> [The task]:
Among the lines of the records below, copy those that hold the word "Bool".

> [Information]:

· · · · ·

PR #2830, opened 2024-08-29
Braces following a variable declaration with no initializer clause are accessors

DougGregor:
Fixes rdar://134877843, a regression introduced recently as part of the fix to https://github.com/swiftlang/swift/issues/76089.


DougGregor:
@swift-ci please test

· · · · ·

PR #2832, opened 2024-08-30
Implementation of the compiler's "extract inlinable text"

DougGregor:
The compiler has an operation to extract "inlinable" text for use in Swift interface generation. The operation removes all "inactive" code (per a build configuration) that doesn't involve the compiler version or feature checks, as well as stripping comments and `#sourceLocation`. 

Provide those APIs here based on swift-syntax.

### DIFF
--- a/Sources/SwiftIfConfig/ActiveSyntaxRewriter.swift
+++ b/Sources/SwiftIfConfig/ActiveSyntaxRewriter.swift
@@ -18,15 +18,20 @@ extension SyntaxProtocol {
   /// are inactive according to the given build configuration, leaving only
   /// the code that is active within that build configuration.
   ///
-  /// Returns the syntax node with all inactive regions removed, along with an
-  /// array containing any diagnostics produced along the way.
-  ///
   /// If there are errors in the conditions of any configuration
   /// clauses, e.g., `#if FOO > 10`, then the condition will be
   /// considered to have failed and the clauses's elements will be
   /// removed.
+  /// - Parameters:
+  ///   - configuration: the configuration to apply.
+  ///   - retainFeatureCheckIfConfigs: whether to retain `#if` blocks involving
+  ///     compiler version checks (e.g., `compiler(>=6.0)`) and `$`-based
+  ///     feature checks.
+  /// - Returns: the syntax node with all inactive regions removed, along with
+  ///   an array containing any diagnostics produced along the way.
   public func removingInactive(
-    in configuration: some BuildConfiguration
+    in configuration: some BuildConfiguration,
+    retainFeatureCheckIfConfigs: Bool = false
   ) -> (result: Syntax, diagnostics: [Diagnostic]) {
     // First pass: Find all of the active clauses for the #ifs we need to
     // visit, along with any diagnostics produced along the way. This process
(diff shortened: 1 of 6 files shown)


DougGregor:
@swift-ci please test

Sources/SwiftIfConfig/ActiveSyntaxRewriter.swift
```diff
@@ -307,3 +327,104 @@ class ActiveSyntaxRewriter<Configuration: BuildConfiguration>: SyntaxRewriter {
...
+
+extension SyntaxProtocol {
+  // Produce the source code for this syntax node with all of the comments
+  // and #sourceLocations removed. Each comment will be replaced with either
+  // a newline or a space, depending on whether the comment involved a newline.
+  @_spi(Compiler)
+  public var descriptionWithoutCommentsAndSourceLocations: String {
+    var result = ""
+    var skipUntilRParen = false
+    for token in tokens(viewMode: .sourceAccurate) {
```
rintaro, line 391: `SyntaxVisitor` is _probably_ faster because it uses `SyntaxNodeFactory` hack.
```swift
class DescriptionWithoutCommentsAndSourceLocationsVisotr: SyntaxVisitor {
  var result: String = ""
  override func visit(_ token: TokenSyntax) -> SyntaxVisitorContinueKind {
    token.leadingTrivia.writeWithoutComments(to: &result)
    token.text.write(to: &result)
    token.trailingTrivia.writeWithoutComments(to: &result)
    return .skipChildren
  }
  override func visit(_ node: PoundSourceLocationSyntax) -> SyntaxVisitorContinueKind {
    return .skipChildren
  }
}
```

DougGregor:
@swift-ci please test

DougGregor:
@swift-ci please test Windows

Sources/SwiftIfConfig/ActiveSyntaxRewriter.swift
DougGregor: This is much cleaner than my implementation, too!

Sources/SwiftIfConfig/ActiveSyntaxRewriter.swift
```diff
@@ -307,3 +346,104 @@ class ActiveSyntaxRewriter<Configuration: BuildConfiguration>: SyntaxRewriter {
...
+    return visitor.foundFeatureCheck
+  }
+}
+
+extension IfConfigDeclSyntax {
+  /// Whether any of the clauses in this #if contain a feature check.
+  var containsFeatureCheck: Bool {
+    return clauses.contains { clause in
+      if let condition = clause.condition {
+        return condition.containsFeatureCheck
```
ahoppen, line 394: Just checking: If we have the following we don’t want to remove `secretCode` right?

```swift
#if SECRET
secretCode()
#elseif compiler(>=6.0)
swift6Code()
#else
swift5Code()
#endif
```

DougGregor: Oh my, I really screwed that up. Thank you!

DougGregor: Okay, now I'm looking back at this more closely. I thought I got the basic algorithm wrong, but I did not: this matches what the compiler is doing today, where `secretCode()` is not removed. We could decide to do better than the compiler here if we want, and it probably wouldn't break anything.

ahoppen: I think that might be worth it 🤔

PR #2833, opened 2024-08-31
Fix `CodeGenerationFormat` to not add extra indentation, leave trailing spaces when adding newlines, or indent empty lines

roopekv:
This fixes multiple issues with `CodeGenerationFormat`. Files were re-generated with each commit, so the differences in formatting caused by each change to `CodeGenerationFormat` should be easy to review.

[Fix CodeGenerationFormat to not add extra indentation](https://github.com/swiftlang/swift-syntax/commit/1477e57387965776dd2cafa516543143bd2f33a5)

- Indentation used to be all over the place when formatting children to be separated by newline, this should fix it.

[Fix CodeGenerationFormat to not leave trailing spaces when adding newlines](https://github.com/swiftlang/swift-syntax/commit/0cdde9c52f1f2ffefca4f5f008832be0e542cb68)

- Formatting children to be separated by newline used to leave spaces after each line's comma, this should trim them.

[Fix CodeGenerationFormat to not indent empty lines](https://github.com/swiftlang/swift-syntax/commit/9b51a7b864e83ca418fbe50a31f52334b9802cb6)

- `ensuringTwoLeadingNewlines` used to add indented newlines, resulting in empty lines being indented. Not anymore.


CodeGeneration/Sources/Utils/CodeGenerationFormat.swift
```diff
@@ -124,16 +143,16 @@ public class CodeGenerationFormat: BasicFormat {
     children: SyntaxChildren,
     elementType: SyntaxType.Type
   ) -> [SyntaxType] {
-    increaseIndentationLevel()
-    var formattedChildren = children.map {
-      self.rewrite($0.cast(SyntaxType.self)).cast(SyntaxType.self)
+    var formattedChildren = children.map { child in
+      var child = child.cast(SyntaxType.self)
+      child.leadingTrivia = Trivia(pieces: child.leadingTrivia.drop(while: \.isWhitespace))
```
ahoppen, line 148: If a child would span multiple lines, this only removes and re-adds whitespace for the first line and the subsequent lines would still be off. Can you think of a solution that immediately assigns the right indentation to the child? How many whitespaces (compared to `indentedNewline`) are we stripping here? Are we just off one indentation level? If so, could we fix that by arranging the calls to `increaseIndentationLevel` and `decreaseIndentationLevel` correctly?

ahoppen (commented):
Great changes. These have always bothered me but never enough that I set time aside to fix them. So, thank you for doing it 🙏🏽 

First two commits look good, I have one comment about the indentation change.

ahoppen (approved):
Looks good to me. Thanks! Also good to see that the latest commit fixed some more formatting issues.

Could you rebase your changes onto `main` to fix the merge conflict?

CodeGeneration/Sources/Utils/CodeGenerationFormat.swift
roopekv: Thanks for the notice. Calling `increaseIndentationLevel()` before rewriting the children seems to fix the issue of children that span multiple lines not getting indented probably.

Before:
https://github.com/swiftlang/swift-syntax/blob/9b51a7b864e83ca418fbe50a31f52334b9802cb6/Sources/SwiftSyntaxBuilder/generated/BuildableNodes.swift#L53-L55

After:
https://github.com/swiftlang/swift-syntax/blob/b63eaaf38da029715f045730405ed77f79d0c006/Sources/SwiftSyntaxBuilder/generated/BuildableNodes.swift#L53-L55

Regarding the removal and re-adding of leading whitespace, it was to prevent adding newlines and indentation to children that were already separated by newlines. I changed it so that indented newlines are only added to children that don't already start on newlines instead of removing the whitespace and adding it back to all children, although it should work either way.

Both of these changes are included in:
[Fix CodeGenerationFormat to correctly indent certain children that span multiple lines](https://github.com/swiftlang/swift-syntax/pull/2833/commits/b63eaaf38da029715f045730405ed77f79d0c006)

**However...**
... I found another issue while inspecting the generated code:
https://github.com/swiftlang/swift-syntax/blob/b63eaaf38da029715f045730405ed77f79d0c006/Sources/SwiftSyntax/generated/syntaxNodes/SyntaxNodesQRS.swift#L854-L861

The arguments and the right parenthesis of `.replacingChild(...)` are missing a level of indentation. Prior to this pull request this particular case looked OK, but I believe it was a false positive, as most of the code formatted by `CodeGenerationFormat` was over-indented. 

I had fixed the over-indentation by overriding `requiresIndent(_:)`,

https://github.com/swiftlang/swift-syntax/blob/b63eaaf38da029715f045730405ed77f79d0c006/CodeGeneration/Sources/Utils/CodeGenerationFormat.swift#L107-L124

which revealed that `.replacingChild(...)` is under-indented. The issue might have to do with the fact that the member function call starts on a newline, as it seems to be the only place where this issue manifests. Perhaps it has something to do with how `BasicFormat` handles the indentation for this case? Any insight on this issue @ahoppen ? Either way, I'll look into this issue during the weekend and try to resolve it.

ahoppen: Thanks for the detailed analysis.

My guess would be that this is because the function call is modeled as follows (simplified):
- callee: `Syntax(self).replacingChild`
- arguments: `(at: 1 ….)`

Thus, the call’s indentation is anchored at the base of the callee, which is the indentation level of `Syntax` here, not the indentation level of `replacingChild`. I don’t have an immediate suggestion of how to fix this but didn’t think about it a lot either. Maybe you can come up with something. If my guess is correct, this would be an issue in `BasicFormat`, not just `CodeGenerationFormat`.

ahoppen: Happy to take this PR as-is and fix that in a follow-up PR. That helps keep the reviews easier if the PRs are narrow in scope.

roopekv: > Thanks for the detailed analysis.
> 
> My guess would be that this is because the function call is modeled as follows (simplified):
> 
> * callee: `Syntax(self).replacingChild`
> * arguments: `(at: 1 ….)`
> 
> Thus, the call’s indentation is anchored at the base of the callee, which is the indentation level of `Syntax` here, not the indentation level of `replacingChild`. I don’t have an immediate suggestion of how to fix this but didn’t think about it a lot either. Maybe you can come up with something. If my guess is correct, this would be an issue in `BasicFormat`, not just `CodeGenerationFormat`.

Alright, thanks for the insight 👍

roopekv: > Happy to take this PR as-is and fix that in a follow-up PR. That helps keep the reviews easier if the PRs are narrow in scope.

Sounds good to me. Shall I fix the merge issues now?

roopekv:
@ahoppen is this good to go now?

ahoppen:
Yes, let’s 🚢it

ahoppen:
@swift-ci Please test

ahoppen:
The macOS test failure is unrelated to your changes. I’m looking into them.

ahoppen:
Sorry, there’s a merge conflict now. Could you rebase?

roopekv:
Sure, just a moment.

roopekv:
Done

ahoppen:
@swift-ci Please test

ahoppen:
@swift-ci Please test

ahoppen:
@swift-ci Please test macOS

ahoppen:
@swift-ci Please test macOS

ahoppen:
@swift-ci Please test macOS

· · · · ·

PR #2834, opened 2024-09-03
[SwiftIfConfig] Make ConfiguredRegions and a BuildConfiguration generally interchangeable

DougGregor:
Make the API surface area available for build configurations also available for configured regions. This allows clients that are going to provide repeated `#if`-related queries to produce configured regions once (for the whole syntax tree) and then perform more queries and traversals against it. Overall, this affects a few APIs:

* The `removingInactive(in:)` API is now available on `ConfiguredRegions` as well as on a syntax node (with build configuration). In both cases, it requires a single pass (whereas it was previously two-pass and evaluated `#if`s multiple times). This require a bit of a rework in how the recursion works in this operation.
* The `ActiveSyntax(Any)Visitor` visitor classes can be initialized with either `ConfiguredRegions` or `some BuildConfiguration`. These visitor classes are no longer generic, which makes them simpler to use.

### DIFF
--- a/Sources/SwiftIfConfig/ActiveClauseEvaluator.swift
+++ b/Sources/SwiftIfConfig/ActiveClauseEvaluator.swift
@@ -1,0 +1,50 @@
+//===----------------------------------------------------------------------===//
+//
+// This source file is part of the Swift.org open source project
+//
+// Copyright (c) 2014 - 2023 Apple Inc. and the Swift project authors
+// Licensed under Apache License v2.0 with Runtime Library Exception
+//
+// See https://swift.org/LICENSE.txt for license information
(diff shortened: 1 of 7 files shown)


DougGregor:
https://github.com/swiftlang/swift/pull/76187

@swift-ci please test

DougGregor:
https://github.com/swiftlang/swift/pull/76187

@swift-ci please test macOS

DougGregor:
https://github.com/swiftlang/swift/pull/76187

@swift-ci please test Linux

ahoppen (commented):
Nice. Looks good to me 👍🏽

· · · · ·

> [Expected output]:
+    retainFeatureCheckIfConfigs: Bool = false
+  var containsFeatureCheck: Bool {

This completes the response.